··· Source data

PR #11077, opened 2023-08-25
RM#65712 : fix compute new average price for stockLocationLine in the case of a unit conversion

oma-axelor:


axelor-stock/src/main/java/com/axelor/apps/stock/service/StockMoveLineServiceImpl.java
```diff
@@ -722,6 +714,13 @@ public BigDecimal computeNewAveragePriceLocationLine(
               stockMoveLine.getProduct());
     }
 
+    BigDecimal oldQty = stockLocationLine.getCurrentQty().subtract(newQty);
+
+    if (oldAvgPrice == null || oldAvgPrice.signum() == 0 || oldQty.signum() == 0) {
+      oldAvgPrice = BigDecimal.ZERO;
+      oldQty = BigDecimal.ZERO;
+    }
```
ale-axelor, line 722: I think we can remove this check, as oldAvgPrice cannot be null and, if the fields are equals to 0, I don't see the point of setting them to 0

PR #11163, opened 2023-09-14
RM#69001 : reduce execution time for getContentStockLocationIds

oma-axelor:


oma-axelor:
When reviewing please treat each commit separately.

PR #11218, opened 2023-09-25
RM#69351 ProjectTask : realCost not computed properly when timeUnit is empty

dar-axelor:


axelor-business-project/src/main/java/com/axelor/apps/businessproject/service/ProjectTaskReportingValuesComputingServiceImpl.java
```diff
@@ -322,33 +322,36 @@ protected void computeLandingValues(
...
-                              purchaseOrderLine.getPurchaseOrder().getStatusSelect();
-                          return purchaseOrderStatus == PurchaseOrderRepository.STATUS_VALIDATED
-                              || purchaseOrderStatus == PurchaseOrderRepository.STATUS_FINISHED;
-                        })
-                    .map(PurchaseOrderLine::getExTaxTotal)
-                    .reduce(BigDecimal::add)
-                    .orElse(BigDecimal.ZERO));
+    BigDecimal realCost = BigDecimal.ZERO;
+
+    if (unitIsTimeUnit) {
```
ale-axelor, line 334: I think it's better to call again "isTimeUnitValid" than to add a boolean as argument here

Issue #11364, opened 2023-10-13
Circular dependency when starting operation order in Manufacturing -> Manufacturing Order


avasilev:
I am using:
 - Axelor Open Suite Version: 7.0.6
 - Axelor SDK Version: 6.1.5

When trying to click start on Operation order in manufacturing order screen:
![image](https://github.com/axelor/axelor-open-suite/assets/4996846/51d5c7b6-158e-4123-984d-c3fed714947d)

 I've got following error:
[2;39m2023-10-13 10:56:59.567[m [31mERROR[m [35m1[m [2;39m---[m [2;39m[nio-8080-exec-6][m [36mc.a.a.b.s.exception.TraceBackService    [m [2;39m:[m com.google.inject.ProvisionException: Unable to provision, see the following errors:

1) [Guice/CanNotProxyClass]: Tried proxying OperationOrderWorkflowService to support a circular dependency, but it is not an interface.
  while locating OperationOrderWorkflowServiceBusinessImpl
  at ManufOrderWorkflowMaintenanceServiceImpl.<init>(ManufOrderWorkflowMaintenanceServiceImpl.java:60)
      \_ for 1st parameter
  while locating ManufOrderWorkflowMaintenanceServiceImpl
  while locating ManufOrderWorkflowServiceImpl
  at OperationOrderWorkflowServiceBusinessImpl.<init>(OperationOrderWorkflowServiceBusinessImpl.java:51)
      \_ for 8th parameter
  while locating OperationOrderWorkflowServiceBusinessImpl
  while locating OperationOrderWorkflowService

Learn more:
  https://github.com/google/guice/wiki/CAN_NOT_PROXY_CLASS

1 error

======================
Full classname legend:
======================
ManufOrderWorkflowMaintenanceServiceImpl:  "com.axelor.apps.maintenance.service.ManufOrderWorkflowMaintenanceServiceImpl"
ManufOrderWorkflowServiceImpl:             "com.axelor.apps.production.service.manuforder.ManufOrderWorkflowServiceImpl"
OperationOrderWorkflowService:             "com.axelor.apps.production.service.operationorder.OperationOrderWorkflowService"
OperationOrderWorkflowServiceBusinessImpl: "com.axelor.apps.businessproduction.service.OperationOrderWorkflowServiceBusinessImpl"
========================
End of classname legend:
========================

	at com.google.inject.internal.InternalProvisionException.toProvisionException(InternalProvisionException.java:251)
[...]

PR #11371, opened 2023-10-16
Anomaly RM#70390: [Github 11364] - Circular dependency when starting …

bsu-axelor:
…operation order in Manufacturing Order


ale-axelor:
fixes issue #11364

PR #11405, opened 2023-10-19
70658 - Hide company without account config on company list when we c…

paa-axelor:
…hange move company


axelor-account/src/main/java/com/axelor/apps/account/service/move/attributes/MoveAttrsServiceImpl.java
```diff
@@ -423,4 +432,33 @@ protected boolean isPartnerRequired(Journal journal) {
...
+        CollectionUtils.isEmpty(companyList)
+            ? "0"
+            : companyWithAccountConfig.stream()
+                .map(Company::getId)
+                .map(Objects::toString)
+                .collect(Collectors.joining(","));
+
+    String domain = String.format("self.id IN (%s)", companyIds);
+
+    this.addAttr("company", "domain", domain, attrsMap);
```
aol-axelor, line 462: I don't think it should be done like this, you could just do something like `companyRepository.all().filter("self.accountConfig IS NOT NULL").fetch()`

paa-axelor: Resolved

PR #16094, opened 2026-04-17
Feature RM#111107: HR : Add button to show accounting moves linked to…

cma-axelor:
… expense


axelor-human-resource/src/main/java/com/axelor/apps/hr/service/expense/ExpenseFetchMoveServiceImpl.java
```diff
@@ -48,4 +49,13 @@ public Move getExpensePaymentMove(Expense expense) {
         .bind("expenseId", expense.getId())
         .fetchOne();
   }
+
+  @Override
+  public List<Move> findAllMovesByExpense(Expense expense) {
+    return moveRepository
+        .all()
+        .filter("self.expense.id = :expenseId")
```
rth-axelor, line 57: Please add expensePayment too (payment moves are on this field)

axelor-human-resource/src/main/java/com/axelor/apps/hr/web/expense/ExpenseController.java
```diff
@@ -781,4 +782,37 @@ public void updateCurrencyOnLine(ActionRequest request, ActionResponse response)
...
+  public void showRelatedMoves(ActionRequest request, ActionResponse response) {
+    try {
+      Expense expense = request.getContext().asType(Expense.class);
+      expense = Beans.get(ExpenseRepository.class).find(expense.getId());
+      List<Move> moves = Beans.get(ExpenseFetchMoveService.class).findAllMovesByExpense(expense);
+
+      if (moves.isEmpty()) {
+        response.setInfo(I18n.get(HumanResourceExceptionMessage.EXPENSE_NO_MOVE_LINKED));
+      } else if (moves.size() == 1) {
+        response.setView(
```
rth-axelor, line 795: In the else if with the size, just put the context and the title then after it, set the response.setView with the same domain, context and showRecord only if size == 1. 
Maybe move it in a new service too, like ExpenseViewService
Then response.setView(expenseViewService.showMoves(expense.getId))
And in a try catch, throw an alert if catched

PR #16179, opened 2026-05-01
RM#110724 Call for tenders offers comparisons : charts

rch-axelor:


axelor-purchase/src/main/java/com/axelor/apps/purchase/service/CallTenderReportServiceImpl.java
```diff
@@ -0,0 +1,505 @@
...
+import java.util.List;
+import java.util.Map;
+import java.util.Objects;
+import java.util.concurrent.ConcurrentHashMap;
+import java.util.stream.Collectors;
+
+public class CallTenderReportServiceImpl implements CallTenderReportService {
+
+  public static final Inflector INFLECTOR = Inflector.getInstance();
+  private static final Map<Model, FullContext> FULL_CONTEXT_CACHE = new ConcurrentHashMap<>();
```
rth-axelor: Three problems stacked:

  1. Unbounded memory leak. The map is static, keyed by entity instances, and never evicted. Every CallTenderNeed/CallTenderOffer ever passed through this report stays referenced for the JVM
  lifetime — pinning detached Hibernate entities (and their object graphs) in the heap forever.
  2. Cross-request staleness. Axelor Model.equals/hashCode is id-based. Two different requests (different users, different transactions) loading the same CallTenderNeed id will hit a cached
  FullContext built from an entity belonging to an earlier, now-detached session → stale custom-field values served to other users.
  3. Negligible benefit. FullContextHelper.create is a thin wrapper; caching it across requests buys little and isn't worth the risk.

  Recommendation: remove the static cache. If you want to avoid re-wrapping the same entity within a single getReportData call, use a local Map created inside that method and passed down (or
  just wrap inline). Don't hold entities in static state.

axelor-purchase/src/main/java/com/axelor/apps/purchase/service/CallTenderReportServiceImpl.java
```diff
@@ -0,0 +1,505 @@
...
+  private static final ObjectMapper OBJECT_MAPPER = new ObjectMapper();
+
+  private static final DateTimeFormatter DATE_FORMATTER = DateTimeFormatter.ofPattern("dd/MM/yyyy");
```
rth-axelor: Change it using the default methods in AOS for date format please (DateService.getDateFormat() / getDateTimeFormat())

axelor-purchase/src/main/java/com/axelor/apps/purchase/service/CallTenderReportServiceImpl.java
```diff
@@ -0,0 +1,505 @@
...
+        ObjectUtils.notEmpty(offer) && ObjectUtils.notEmpty(offer.getProposedUnit())
+            ? offer.getProposedUnit().getName()
+            : null);
+    BigDecimal proposedQty = ObjectUtils.notEmpty(offer) ? offer.getProposedQty() : null;
+    row.put(
+        "proposed_qty",
+        (ObjectUtils.notEmpty(proposedQty) ? proposedQty : BigDecimal.ZERO)
+            .setScale(appBaseService.getNbDecimalDigitForQty(), RoundingMode.HALF_UP));
+
+    LocalDate propDate = ObjectUtils.notEmpty(offer) ? offer.getRequestedDate() : null;
```
rth-axelor: Use Optional for it

axelor-purchase/src/main/java/com/axelor/apps/purchase/service/CallTenderReportServiceImpl.java
```diff
@@ -0,0 +1,505 @@
...
+
+  protected Map<String, CallTenderOffer> buildOfferMap(CallTender callTender) {
+
+    if (ObjectUtils.isEmpty(callTender.getCallTenderOfferList())) {
+      return Collections.emptyMap();
+    }
+
+    Map<String, CallTenderOffer> map = new HashMap<>();
+    for (CallTenderOffer offer : callTender.getCallTenderOfferList()) {
+      if (ObjectUtils.notEmpty(offer.getProduct())
```
rth-axelor: For M2O, use != instead of ObjectUtils.notEmpty in all this service

PR #16187, opened 2026-05-05
Anomaly RM#112056:Make all addControlEntryBtn use the same java process

vva-axelor:


changelogs/unreleased/112056.yml
```diff
@@ -0,0 +1,3 @@
+---
+title: "Control entry: unified the java process used by all add control entry buttons."
+module: axelor-quality
```
rth-axelor, line 3: Can you please explain the changes in the developer part of the changelog and give the migration script for all action view removal

PR #16194, opened 2026-05-06
Anomaly RM#112117: STOCKMOVE : Fix LazyInitializationException on Com…

cma-axelor:
…pany in conformity check and stop masking technical errors as conformity errors

### DIFF
--- a/axelor-stock/src/main/java/com/axelor/apps/stock/service/StockMoveLineServiceImpl.java
+++ b/axelor-stock/src/main/java/com/axelor/apps/stock/service/StockMoveLineServiceImpl.java
@@ -100,6 +100,7 @@ public class StockMoveLineServiceImpl implements StockMoveLineService {
   protected StockLocationLineFetchService stockLocationLineFetchService;
   protected TrackingNumberCreateService trackingNumberCreateService;
   protected StockMoveService stockMoveService;
+  protected StockMoveRepository stockMoveRepository;
 
   @Inject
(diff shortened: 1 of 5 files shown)


axelor-stock/src/main/java/com/axelor/apps/stock/service/StockMoveLineServiceImpl.java
```diff
@@ -1113,6 +1113,9 @@ public void checkConformitySelection(StockMove stockMove) throws AxelorException
 
     final Set<String> productsWithErrors = new HashSet<>();
 
+    final long smId = stockMove.getId();
+    final StockMove[] smHolder = {Beans.get(StockMoveRepository.class).find(smId)};
```
cce-axelor: Can you please inject the repo in constructor ? and add the change in changelog, thanks

axelor-stock/src/main/java/com/axelor/apps/stock/service/StockMoveLineServiceImpl.java
```diff
@@ -1128,17 +1131,19 @@ public void checkConformitySelection(StockMove stockMove) throws AxelorException
         sml -> {
           final Product product = sml.getProduct();
           Object type =
```
cce-axelor: You can add StockMove stockMove = stockMoveRepository.find(smId); here, it's more easy to read.

PR #16281, opened 2026-05-21
Anomaly RM#111488:Wrong title for product model tab

vva-axelor:


axelor-base/src/main/resources/views/Menu.xml
cce-axelor, line 314: Can't you use forceTitle in action view to avoid view duplication ?

PR #16311, opened 2026-06-02
Anomaly RM#113322: BUDGET : committed amount not updated if a budget …

bsu-axelor:
…distribution line is deleted

### DIFF
--- a/axelor-budget/src/main/java/com/axelor/apps/budget/service/purchaseorder/PurchaseOrderBudgetServiceImpl.java
+++ b/axelor-budget/src/main/java/com/axelor/apps/budget/service/purchaseorder/PurchaseOrderBudgetServiceImpl.java
@@ -43,6 +43,7 @@ import java.math.BigDecimal;
 import java.util.ArrayList;
 import java.util.HashMap;
 import java.util.HashSet;
+import java.util.LinkedHashSet;
 import java.util.List;
 import java.util.Map;
 import java.util.Optional;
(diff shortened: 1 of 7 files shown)


axelor-purchase/src/main/resources/views/PurchaseOrder.xml
```diff
@@ -358,7 +358,7 @@
         onClick="save,action-purchase-order-method-draft,save" icon="reply-all-fill"
         readonlyIf="!purchaseOrderLineList || purchaseOrderLineList.length == 0"/>
       <button name="newVersionBtn" title="New version" showIf="statusSelect == 2"
-        onClick="save,action-purchase-record-newVersion,save"
+        onClick="action-budget-purchase-order-group-new-version-btn"
```
rth-axelor: Hello, move this action in the budget module please. And in the new action group, call the action-purchase-record-newVersion and then the budget action if budget app is installed instead of move all the process in budget. If you have an application with only purchase, this will not make anything.

axelor-budget/src/main/java/com/axelor/apps/budget/service/purchaseorder/PurchaseOrderBudgetServiceImpl.java
```diff
@@ -337,4 +338,36 @@ public void fillBudgetStrOnLine(PurchaseOrder purchaseOrder) {
...
+    }
+    for (PurchaseOrderLine poLine : purchaseOrder.getPurchaseOrderLineList()) {
+      if (CollectionUtils.isNotEmpty(poLine.getBudgetDistributionList())) {
+        poLine.getBudgetDistributionList().forEach(bd -> budgets.add(bd.getBudget()));
+      }
+    }
+    return budgets;
+  }
+
+  protected void recomputeBudgets(Set<Budget> budgets) {
```
rth-axelor, line 356: call this in updateBudgetLinesFromPurchaseOrder too please

PR #16323, opened 2026-06-04
Anomaly RM#113515:STOCKMOVE : LazyException on realizing a stock move…

vva-axelor:
… with realStockMoveAutomaticMail enabled


axelor-stock/src/main/java/com/axelor/apps/stock/service/StockMoveServiceImpl.java
```diff
@@ -663,7 +667,8 @@ protected void sendMailForStockMove(StockMove stockMove, Template template)
           stockMove);
     }
     try {
-      Beans.get(TemplateMessageService.class).generateAndSendMessage(stockMove, template);
+      Beans.get(TemplateMessageService.class)
+          .generateAndSendMessage(stockMove, templateRepository.find(template.getId()));
```
cce-axelor: Please use JPA.find() to avoid inject repository and limit impacts

PR #16371, opened 2026-06-15
Feature RM#113861:New menu entry in order to manage ContractVersion

vva-axelor:


axelor-contract/src/main/resources/i18n/messages_fr.csv
```diff
@@ -74,6 +77,7 @@
 "Contract information","Informations du contrat",,
 "Contract invoice","Facture de contrat",,
 "Contract line","Ligne de contrat",,
+"Contract name",,,
```
cce-axelor: Cna you please add translations ? 
Contract ID => Id. contrat
Contract name => Nom contrat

······

Exercise requirements: As you read the records above, find each line that contains "Collectors" and copy it.

Task result:
+                .collect(Collectors.joining(","));
+import java.util.stream.Collectors;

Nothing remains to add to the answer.